Each line holding the string "that" is to be copied from the data.

== Segment start ==

PR #417, opened 2020-09-24
Make the python & cython autoconf checks optional by default

morrone:
Make the python & cython autoconf checks optional by default.
Also allow python & cython to be required with --enable-python,
and disabled with --disable-python.

It turns out that the AX_PYTHON_DEVEL macro is dependent on the
AM_PATH_PYTHON macro. While the AX_PYTHON_DEVEL macro does not
have action-if-found/-not-found options, the AM_PATH_PYTHON macro
does. While it this still allows that AM_PATH_PYTHON can succeed
and AX_PYTHON_DEVEL can fail, in most instances this won't be
the case.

== Segment end ==

Answer to this exercise
It turns out that the AX_PYTHON_DEVEL macro is dependent on the
does. While it this still allows that AM_PATH_PYTHON can succeed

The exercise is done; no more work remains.